* [Data for review]:
-=-=-
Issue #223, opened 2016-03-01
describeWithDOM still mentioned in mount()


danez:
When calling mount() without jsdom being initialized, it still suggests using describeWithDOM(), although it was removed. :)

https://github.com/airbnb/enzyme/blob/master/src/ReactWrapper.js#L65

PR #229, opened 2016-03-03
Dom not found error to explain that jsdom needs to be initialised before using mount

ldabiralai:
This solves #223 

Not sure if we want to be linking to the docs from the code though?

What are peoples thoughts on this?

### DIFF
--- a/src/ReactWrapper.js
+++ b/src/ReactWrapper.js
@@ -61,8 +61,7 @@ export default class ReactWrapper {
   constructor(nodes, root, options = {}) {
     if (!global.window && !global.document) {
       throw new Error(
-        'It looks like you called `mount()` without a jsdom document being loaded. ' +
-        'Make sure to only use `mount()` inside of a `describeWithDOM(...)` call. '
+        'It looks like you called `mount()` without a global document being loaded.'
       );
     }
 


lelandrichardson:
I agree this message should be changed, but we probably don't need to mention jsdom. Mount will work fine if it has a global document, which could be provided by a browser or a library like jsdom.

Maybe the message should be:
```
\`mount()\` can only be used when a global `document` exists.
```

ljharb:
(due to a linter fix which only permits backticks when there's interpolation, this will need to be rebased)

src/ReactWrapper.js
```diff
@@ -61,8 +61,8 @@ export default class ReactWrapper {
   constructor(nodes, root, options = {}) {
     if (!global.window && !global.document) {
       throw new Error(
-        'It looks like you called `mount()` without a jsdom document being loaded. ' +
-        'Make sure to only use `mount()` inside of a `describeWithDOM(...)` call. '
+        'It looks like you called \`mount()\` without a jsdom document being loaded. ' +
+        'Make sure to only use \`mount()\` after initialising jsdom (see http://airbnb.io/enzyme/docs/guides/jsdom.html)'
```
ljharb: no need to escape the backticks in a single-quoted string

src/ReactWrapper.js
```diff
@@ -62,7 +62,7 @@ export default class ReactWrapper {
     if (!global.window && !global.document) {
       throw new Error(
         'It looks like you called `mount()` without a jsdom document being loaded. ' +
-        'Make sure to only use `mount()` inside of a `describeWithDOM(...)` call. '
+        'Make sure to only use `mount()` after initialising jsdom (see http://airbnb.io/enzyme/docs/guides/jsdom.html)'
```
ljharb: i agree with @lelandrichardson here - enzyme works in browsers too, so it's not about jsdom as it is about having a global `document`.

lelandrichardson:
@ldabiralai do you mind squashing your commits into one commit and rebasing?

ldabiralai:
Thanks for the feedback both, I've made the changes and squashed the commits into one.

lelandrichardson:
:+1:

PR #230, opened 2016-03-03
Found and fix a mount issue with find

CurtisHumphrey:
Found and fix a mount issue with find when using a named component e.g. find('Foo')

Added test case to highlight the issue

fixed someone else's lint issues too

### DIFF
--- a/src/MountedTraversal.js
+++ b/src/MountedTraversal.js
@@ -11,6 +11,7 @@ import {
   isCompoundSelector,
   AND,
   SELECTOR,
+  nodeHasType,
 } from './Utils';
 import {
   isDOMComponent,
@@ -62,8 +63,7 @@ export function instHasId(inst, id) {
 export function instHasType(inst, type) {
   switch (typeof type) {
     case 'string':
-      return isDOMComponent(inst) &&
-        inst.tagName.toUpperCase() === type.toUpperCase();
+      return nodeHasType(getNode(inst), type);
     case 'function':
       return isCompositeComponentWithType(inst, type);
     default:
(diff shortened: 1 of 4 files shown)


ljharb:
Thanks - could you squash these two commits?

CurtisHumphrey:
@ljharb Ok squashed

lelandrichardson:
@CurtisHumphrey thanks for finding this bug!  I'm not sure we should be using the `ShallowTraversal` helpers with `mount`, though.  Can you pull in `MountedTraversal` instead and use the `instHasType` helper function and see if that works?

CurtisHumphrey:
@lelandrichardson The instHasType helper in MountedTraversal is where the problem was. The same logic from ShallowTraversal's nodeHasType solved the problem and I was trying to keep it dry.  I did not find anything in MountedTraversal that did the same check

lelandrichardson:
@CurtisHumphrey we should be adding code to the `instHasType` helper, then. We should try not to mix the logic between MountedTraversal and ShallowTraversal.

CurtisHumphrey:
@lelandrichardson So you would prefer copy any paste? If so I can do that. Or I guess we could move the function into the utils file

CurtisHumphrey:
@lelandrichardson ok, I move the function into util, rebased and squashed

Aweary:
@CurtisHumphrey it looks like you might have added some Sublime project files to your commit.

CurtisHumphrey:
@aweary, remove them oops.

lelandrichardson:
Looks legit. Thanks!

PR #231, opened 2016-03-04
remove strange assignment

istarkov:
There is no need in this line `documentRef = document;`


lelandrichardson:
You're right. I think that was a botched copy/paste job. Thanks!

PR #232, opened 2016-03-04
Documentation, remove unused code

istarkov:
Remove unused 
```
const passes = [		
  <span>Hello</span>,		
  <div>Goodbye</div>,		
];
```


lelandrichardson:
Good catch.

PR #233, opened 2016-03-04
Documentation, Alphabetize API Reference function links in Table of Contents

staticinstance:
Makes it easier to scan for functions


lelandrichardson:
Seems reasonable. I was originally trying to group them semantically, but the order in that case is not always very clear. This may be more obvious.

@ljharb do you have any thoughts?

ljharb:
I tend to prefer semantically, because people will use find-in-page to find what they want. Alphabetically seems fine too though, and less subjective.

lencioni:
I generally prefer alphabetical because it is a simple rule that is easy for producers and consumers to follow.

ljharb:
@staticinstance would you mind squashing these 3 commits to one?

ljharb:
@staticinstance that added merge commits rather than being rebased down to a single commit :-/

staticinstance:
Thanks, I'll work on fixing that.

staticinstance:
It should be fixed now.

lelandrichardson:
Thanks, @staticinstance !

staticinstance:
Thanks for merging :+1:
-=-=-
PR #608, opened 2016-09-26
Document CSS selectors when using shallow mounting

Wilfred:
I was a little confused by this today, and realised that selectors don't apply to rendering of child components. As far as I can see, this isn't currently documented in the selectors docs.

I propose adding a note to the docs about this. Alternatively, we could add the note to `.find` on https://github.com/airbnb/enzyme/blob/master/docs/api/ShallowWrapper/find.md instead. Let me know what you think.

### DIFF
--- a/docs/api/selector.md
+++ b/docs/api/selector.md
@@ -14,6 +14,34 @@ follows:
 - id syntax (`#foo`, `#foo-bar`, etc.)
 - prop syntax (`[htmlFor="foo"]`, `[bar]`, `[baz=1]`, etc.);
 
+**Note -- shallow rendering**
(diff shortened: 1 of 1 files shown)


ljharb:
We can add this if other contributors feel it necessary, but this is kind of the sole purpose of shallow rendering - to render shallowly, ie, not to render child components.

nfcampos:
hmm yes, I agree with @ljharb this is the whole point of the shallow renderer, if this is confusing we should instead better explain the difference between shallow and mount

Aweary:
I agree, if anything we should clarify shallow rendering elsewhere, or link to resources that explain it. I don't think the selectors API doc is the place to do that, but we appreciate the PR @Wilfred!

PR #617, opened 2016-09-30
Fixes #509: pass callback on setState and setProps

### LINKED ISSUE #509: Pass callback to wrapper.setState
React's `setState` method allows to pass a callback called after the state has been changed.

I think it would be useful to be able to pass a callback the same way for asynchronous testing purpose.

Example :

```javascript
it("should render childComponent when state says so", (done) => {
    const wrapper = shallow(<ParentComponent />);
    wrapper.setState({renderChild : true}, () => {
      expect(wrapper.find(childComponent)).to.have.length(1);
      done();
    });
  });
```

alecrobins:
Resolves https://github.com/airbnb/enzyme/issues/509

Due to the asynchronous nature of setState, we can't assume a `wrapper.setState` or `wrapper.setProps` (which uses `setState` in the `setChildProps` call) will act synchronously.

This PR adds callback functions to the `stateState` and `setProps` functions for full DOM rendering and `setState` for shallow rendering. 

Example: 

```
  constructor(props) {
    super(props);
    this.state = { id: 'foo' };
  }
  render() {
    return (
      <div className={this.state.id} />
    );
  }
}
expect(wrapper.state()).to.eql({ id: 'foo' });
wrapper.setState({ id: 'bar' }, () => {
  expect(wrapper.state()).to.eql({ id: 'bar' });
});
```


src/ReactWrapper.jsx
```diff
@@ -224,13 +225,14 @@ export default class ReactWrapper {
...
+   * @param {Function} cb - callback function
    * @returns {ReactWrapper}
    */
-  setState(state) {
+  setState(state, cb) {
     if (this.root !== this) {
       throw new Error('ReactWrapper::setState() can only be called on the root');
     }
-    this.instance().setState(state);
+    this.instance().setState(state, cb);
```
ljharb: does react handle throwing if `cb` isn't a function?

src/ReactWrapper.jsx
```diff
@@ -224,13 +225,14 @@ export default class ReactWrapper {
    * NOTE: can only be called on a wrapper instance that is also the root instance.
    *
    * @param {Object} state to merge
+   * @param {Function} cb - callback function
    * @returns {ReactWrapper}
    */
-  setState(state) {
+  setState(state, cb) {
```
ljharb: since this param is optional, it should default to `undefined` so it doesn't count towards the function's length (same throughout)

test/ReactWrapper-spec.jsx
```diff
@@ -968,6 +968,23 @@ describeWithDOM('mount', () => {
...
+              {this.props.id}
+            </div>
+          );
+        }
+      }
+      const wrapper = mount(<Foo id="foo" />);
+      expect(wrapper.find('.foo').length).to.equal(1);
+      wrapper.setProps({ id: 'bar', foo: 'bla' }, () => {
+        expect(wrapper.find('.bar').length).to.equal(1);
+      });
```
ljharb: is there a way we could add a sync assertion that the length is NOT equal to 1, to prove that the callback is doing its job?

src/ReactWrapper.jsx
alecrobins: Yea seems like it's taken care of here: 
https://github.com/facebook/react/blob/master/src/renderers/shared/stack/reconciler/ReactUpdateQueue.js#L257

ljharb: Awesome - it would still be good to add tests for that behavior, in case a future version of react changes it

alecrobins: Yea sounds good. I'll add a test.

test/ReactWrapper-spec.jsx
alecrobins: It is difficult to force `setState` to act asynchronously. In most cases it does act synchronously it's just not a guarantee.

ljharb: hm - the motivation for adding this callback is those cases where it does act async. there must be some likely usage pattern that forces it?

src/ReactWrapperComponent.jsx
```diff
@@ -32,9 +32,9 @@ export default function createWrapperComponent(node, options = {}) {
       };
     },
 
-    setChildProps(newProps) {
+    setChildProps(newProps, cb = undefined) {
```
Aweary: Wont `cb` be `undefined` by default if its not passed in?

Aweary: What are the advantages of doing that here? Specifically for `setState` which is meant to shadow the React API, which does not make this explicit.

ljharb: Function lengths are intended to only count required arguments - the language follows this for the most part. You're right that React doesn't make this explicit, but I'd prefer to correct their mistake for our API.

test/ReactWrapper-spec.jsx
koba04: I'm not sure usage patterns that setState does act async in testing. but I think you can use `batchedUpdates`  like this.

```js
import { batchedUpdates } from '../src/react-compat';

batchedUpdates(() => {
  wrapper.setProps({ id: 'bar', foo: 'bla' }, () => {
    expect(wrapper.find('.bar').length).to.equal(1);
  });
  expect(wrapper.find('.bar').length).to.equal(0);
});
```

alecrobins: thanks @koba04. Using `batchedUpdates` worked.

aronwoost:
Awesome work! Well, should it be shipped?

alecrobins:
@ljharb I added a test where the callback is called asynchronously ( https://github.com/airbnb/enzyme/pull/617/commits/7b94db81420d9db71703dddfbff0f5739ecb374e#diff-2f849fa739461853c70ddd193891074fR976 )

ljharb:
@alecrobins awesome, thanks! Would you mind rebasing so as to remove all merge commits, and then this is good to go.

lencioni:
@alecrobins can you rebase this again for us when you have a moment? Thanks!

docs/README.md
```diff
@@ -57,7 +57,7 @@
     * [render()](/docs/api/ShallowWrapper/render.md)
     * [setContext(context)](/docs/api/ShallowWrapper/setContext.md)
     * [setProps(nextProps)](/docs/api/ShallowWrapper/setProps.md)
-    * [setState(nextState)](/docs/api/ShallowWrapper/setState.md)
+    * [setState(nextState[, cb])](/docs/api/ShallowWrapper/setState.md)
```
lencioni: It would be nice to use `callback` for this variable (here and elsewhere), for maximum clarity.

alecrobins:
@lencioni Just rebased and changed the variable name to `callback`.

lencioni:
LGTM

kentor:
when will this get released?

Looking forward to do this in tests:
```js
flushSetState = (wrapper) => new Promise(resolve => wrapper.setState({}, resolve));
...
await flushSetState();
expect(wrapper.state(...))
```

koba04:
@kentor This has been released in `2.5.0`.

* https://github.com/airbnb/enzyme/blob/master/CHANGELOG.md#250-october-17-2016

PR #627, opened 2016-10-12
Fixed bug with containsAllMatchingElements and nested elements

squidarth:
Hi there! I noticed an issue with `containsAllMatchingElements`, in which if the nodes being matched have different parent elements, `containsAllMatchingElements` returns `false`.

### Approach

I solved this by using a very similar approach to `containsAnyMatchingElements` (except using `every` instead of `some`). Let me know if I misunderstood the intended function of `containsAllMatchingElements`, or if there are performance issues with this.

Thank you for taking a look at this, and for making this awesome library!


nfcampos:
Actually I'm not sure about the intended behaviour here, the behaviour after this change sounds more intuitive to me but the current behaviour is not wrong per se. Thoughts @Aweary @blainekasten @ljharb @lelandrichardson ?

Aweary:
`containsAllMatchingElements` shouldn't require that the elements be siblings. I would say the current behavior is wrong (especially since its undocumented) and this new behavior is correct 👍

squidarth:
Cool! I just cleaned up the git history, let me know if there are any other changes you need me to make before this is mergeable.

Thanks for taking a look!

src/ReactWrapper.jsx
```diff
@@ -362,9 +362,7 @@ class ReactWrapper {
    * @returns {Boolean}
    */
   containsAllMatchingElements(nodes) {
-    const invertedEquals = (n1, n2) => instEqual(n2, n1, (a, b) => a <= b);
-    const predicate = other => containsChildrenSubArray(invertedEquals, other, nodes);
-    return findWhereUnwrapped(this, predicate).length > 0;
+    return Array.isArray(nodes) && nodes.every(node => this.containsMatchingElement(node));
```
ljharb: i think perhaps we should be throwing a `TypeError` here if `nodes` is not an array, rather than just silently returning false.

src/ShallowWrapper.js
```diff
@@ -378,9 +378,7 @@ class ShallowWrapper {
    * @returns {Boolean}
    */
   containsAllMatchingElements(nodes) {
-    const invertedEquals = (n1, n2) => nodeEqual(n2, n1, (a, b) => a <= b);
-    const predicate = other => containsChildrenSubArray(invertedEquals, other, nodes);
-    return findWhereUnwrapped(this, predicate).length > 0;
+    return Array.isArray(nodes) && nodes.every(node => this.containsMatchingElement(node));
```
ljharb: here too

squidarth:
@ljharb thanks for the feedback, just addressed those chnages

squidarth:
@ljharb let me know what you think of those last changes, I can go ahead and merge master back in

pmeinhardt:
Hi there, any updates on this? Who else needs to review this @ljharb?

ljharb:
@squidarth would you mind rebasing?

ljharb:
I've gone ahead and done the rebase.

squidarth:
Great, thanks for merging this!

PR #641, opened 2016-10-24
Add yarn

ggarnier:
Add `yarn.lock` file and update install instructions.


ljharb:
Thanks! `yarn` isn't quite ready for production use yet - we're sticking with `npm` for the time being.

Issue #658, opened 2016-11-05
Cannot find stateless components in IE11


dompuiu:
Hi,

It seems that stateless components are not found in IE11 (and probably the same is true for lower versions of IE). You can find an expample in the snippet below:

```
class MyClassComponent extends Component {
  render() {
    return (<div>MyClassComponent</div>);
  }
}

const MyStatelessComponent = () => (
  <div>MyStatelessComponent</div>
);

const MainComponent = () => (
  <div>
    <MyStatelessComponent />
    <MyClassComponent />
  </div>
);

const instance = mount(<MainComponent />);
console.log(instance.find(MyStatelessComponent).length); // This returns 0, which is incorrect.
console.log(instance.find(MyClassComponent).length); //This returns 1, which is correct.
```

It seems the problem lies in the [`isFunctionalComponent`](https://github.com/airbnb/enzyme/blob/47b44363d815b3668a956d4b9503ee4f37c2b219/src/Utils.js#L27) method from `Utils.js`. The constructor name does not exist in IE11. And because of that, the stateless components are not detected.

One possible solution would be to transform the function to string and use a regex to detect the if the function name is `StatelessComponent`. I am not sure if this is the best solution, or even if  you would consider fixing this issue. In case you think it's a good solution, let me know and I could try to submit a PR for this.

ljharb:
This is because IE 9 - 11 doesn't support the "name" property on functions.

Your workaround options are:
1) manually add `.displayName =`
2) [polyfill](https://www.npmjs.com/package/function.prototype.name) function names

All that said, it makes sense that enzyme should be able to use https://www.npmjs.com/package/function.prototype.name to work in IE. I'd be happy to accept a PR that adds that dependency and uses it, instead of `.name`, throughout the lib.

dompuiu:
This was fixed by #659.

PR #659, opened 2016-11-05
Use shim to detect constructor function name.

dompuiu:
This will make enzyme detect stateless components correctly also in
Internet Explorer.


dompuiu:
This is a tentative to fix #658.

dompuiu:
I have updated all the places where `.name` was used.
-=-=-
* [Action item]: With "logic" as the string to look for, count the matching lines in the entries above and report only the number.

* [Solution to this task]: 2